I do think she should break up with him. Tell him nicely that she understands he isn't ready for marriage. She wants to give him the space to focus on his issues and she is going to look for a person to marry. Full stop. 

He can then either respond with a proposal - or they are done. 



1nurse said:


> Hi there,
> I just wanted to let you know that I really admire you for not moving in and having babies with your boyfriend. You had the good judgement to keep a separate home and not create a child out of wedlock. My personal beliefs. On the other hand you have to do what makes YOU happy and what you deserve. You DESERVE to have a wonderful loving husband if you so choose. I know you love this man and have a history and it's not easy breaking away and starting again. But....would you respect yourself in the end with a forced proposal or sitting around waiting for a marriage proposal until your old and gray? Or you could ask him like someone else suggested. Good luck and be true to yourself girl. :smthumbup:


----------



## Blanca

EternalBacheor said:


> all men eventually end up unhappy they married; it is only a matter of when, not if.
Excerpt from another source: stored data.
Issue #1522, opened 2020-03-20
Csla.Data.EntityFrameworkCore=> GetManager returning disposed DbContext object


SachinPNikam:
**Describe the bug**
Csla.Data.EntityFrameworkCore 
if we create the DbContextManager object by calling GetManager(database,label ) first time it will work but second time if we call the same it is returning disposed DbContext object 

**Version and Platform**
CSLA version:5.1.0
OS: Windows

JasonBock:
I really, really, **really** think all the context classes and managers should just go away. Use `[Inject]` on your operation methods and go the DI/IoC route.

Chicagoan2016:
@JasonBock , we have used `ConnectionManager` everywhere in our Projects -- projects that use native ADO.NET. We haven't encountered any problems but should we be on the lookout?
Thanks

SachinPNikam:
Hi @JasonBock thanks for suggestions i will look it that, for now the above issue is due to key is used to assign application.LocalContext but same key is not used for removing the db context. that is fixed in PR.

rockfordlhotka:
Don't worry, Jason is musing. There's no current plan to remove those types.

JasonBock:
I am musing, and I'm musing very **hard** on this :). Static members have the smell of service locator, which is an anti-pattern in my book. (Yes, I know extension methods are static, but they act on a given instance of a class). Not having anything globally accessible is hard, but should be minimized at all costs. I'd much rather be in a place where I'm getting a DB connection injected to my object, rather than use some kind of static manager whenever possible.

SachinPNikam:
Thanks Rocky !!!

PR #1523, opened 2020-03-20
#1522 Fixed DeRef() method updated to remove disposed dbcontext from LocalContext

SachinPNikam:
#1522 Fixed DeRef() method updated to remove disposed dbcontext from LocalContext


rockfordlhotka:
Thank you @SachinPNikam - nice enhancement (or bug fix, depending on how you look at it)

Issue #1542, opened 2020-04-03
WPFUi should use appsettings.json for DataPortal URL


BlagoCuljak:
To get better jumpstart on CSLA using WPF Ui, I have pushed ProjectTracker where WPFUi is using appsettings.json.

Hope to do the same for Blazor Client, but maybe it's better to wait for final release.

rockfordlhotka:
@BlagoCuljak this new set of changes (https://github.com/MarimerLLC/csla/issues/1548) will impact your PR I think.

BlagoCuljak:
We can undo it, if we're about to have more issues.

Didn't look too much into the issue, I'm on mobile app.

rockfordlhotka:
@BlagoCuljak Do you want to revisit this now that the dust has settled on the other changes around DI and app initialization?

I do think having config values read correctly would be a great step forward!

BlagoCuljak:
Sure, what do you propose? That we scrap these changes in favor of #1548?

rockfordlhotka:
Merge your reading of the config file/settings into the new (current) app config code.

https://github.com/MarimerLLC/csla/blob/master/Samples/ProjectTracker/ProjectTracker.Ui.WPF/App.xaml.cs

BlagoCuljak:
Dude, you always get me on some holiday. 😀 First Easter, now Labour day. If you don't want to wait for next week, could you please do it yourself? Thanks

rockfordlhotka:
There's no rush, I was just wondering if you remained interested in working on this.

BlagoCuljak:
Rocky, could you do the merge, please? I'm having issues that prevent me from doing so, sorry.

rockfordlhotka:
You mean for the original PR?

https://github.com/MarimerLLC/csla/pull/1543

I think the problem is that PR changed files (mostly `Program.cs`) that have been radically altered since the PR was created. It may not be possible to merge at this point.

It is almost certainly easier to take the _current_ `Program.cs`, which uses the new `UsingCsla` method coming in 5.2.0, and add the code to read the config settings using the standard .NET config subsystem.

PR #1543, opened 2020-04-03
Enhance WPF ProjectTracker app configuration

BlagoCuljak:
My first CSLA Pull request
#1542

### DIFF
--- a/Samples/ProjectTracker/ProjectTracker.Ui.WPF/ConfigurationExtensions.cs
+++ b/Samples/ProjectTracker/ProjectTracker.Ui.WPF/ConfigurationExtensions.cs
@@ -1,0 +1,38 @@
+﻿
+//-----------------------------------------------------------------------
+// <copyright file="ConfigurationExtensions.cs" company="Marimer LLC">
+//     Copyright (c) Marimer LLC. All rights reserved.
+//     Website: https://cslanet.com
+// </copyright>
+// <summary>Implement extension methods for .NET Core configuration</summary>
+//-----------------------------------------------------------------------
+using System;
+using Csla.Configuration;
+using Microsoft.Extensions.Configuration;
+using Microsoft.Extensions.DependencyInjection;
+
+namespace WpfUI
+{
+  /// <summary>
+  /// Implement extension methods for .NET Core configuration
+  /// </summary>
+  public static class ConfigurationExtensions
+  {
+    /// <summary>
+    /// Add CSLA .NET services for use by the application.
+    /// </summary>
+    /// <param name="services">ServiceCollection object</param>
+
+
+    /// <summary>
+    /// Configure CSLA .NET settings from .NET Core configuration
+    /// subsystem.
+    /// </summary>
+    /// <param name="config">Configuration object</param>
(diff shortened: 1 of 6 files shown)


rockfordlhotka:
Thank you @BlagoCuljak 

It seems like the configuration extension method applies to all platforms right? Perhaps it should go into the `Csla.Shared` project in the `Csla.Configuration` namespace.

What do you think?

BlagoCuljak:
Sure, that can be in Shared. I will make another pull request, sorry.

BlagoCuljak:
@rockfordlhotka I trying to do the same for Blazor projects, but Client and Server are not referenced to ProjectTracker.BusinessLibrary.Shared. Can I reference them to use configuration extension? Is that ok?

rockfordlhotka:
Blazor projects work differently, in that the `AddCsla` and `UseCsla` methods are used in `Startup.cs` or `Program.cs` (in the new client-side approach).

fwiw, I've started using the newer approach for my WPF and WinForms apps too. It is a little extra work to set up a builder and service collection, but worth it to get DI and all the other new goodness.

I approve and appreciate your new method because not everyone will want to use the new goodness in .NET. But for my part, I plan to use the new approach for ProjectTracker as I update everything for the books (which takes months - writing books isn't fast!).

BlagoCuljak:
Sure man, glad I could help!

rockfordlhotka:
btw, you don't need to do _another_ PR - you can just update this one.

rockfordlhotka:
@BlagoCuljak Are you still planning to update this PR to add that extension method to `Csla.Configuration`?

BlagoCuljak:
I have a question, ProjectTracker uses the [ProjectTracker.BusinessLibrary.Netstandard](https://github.com/MarimerLLC/csla/tree/master/Samples/ProjectTracker/ProjectTracker.BusinessLibrary.Netstandard) for objects, least in my Visual Studio. The Shared folder is unloaded, and not referenced in WpfUI.

rockfordlhotka:
Shared projects are just containers for code. So the `ProjectTracker.BusinessLibrary.Netstandard` project references the shared project to get the code. The shared project itself doesn't get compiled, doesn't generate a DLL, nothing. That code is compiled by a concrete project like the `Netstandard` one.

So other projects reference the concrete project that actually does compile the code into an assembly.

rockfordlhotka:
@BlagoCuljak I would like to get a contributor agreement from you - can you sign and send me that document?

BlagoCuljak:
Sure, no problem. Do you need it for this task or in general?

I'm Central European Time, and on Easter Holiday by middle of next week.

BlagoCuljak:
I know how shared projects work, but my issue is when I add file to Shared Project, it doesnt show up in BusinessLibrary, nor I can use it from WPF. 

If I add file to BusinessLibrary, then I can use it in other projects.

rockfordlhotka:
I'm reviewing the ProjectTracker solution, and I see that I did move all the code from the shared project to the netstandard project, so the shared project is no longer needed. I'll remove it from the repo.

Issue #1657, opened 2020-06-03
DataPortalExceptionInspector=> InspectException does not track actual objectType,and businessObject in case exception is thrown by any CommandBase.


SachinPNikam:
**Describe the bug**
DataPortalExceptionInspector=> InspectException does not track actual objectType,and businessObject in case exception is thrown by any CommandBase BO.
only track objectType as DataPortalTarget, businessObject  DataPortalTarget 

**Version and Platform**
CSLA version: 5.2.0

PR #1659, opened 2020-06-03
#1657 InspectException 

SachinPNikam:
#1657 Fixed DataPortalExceptionInspector=> InspectException does not track actual objectType,and businessObject in case exception is thrown by any CommandBase.


SachinPNikam:
Hello I want to merge only SimpleDataPortal.cs 
Thanks !

PR #1660, opened 2020-06-03
#1657 InspectException

### LINKED ISSUE #1657: DataPortalExceptionInspector=> InspectException does not track actual objectType,and businessObject in case exception is thrown by any CommandBase.

SachinPNikam:
Fixed #1657


Source/Csla.Shared/Server/SimpleDataPortal.cs
```diff
@@ -203,8 +203,8 @@ private async Task<DataPortalResult> Execute(DataPortalTarget obj, DataPortalCon
         }
         throw DataPortal.NewDataPortalException(
               "DataPortal.Execute " + Resources.FailedOnServer,
-              new DataPortalExceptionHandler().InspectException(obj.GetType(), obj, null, "DataPortal.Execute", ex),
-              obj);
+              new DataPortalExceptionHandler().InspectException(obj.Instance.GetType(), obj.Instance, null, "DataPortal.Execute", ex),
```
rockfordlhotka, line 206: @SachinPNikam do we need to confirm that `obj.Instance` isn't null?

SachinPNikam: I tested locally it's not null ,it is actual instance of Command base BO which the exception.

PR #1662, opened 2020-06-04
#1657 fixed  InspectException

SachinPNikam:
fixed  InspectException with null check obj.Instance


SachinPNikam:
hello rocky null check for obj.Instance done.

Issue #1820, opened 2020-09-23
Blazor authentication requires authenticated user; should default to allow unauthenticated


rockfordlhotka:
As per this [thread and solution](https://github.com/MarimerLLC/csla/discussions/1819#discussioncomment-83788).

rockfordlhotka:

well ya... every one ends up unhappily married at some point. its only those that learn to cycle out of that phase that make it.


----------



## CBW

Do not trap him, but imagine what would happen if you got pregnant? Maybe even ask him what he'd do, not just guess. If you think or he says that he'd step up and you would all live happily ever after, then stay. If he says or you think he'd be all, "Well, we're not going to get married just because you're pregnant because I'd have to do abc first," then run, don't walk, away.

If you don't even want kids, then you have no reason to be worried about any of this. Just relax and enjoy.

If you do want kids and you think he's really a keeper (which I doubt because he seems too selfish), keep him from ruining your goals. Count back from YOUR dream family. You probably want to be done having children by age 43, so if you want two kids you have to have #1 by 41, and if he doesn't pull the trigger you need two years to find and start a family with Mr Right. So you can keep him from ruining your life goals til as late as age 38. That is assuming that age 43 is okay for child #2 and you only want two, which it's probably not true but you do your own count back. 

If he's really a keeper, give him as much time as you can, but again- I just don't think he's a keeper for you. Good luck, Polly


----------



## MsLady

OP, do you guys not live together because of your choosing or his choosing? In other words, has he made excuses for moving in together as well?

I agree with EB to go "all in" with a simultaneous genuine intention to move on. 

In fact, if you want to have children some day, I wouldn't even take him back if he came crawling with a ring ... because then you'd find yourself with a husband that's making excuse after excuse not to give you a child ... and those reproductive years are definitely numbered (though not critical yet and you have plenty of time to meet someone else and have children).

If you don't want to have kids, then go "all in" with the option of taking him back if he comes begging with a ring. At that point, it won't matter if he can't make any further commitments (i.e., children).

Honestly, I wouldn't want to marry anyone that wasn't tripping over themselves to put that ring on my finger. I was moved in with my boyfriend (now DH) and he STILL proposed and married me. So, it's not just because he's getting sex ... especially since you're not living together, you'd think he'd want the sex readily available in his bed each night and, still, he doesn't.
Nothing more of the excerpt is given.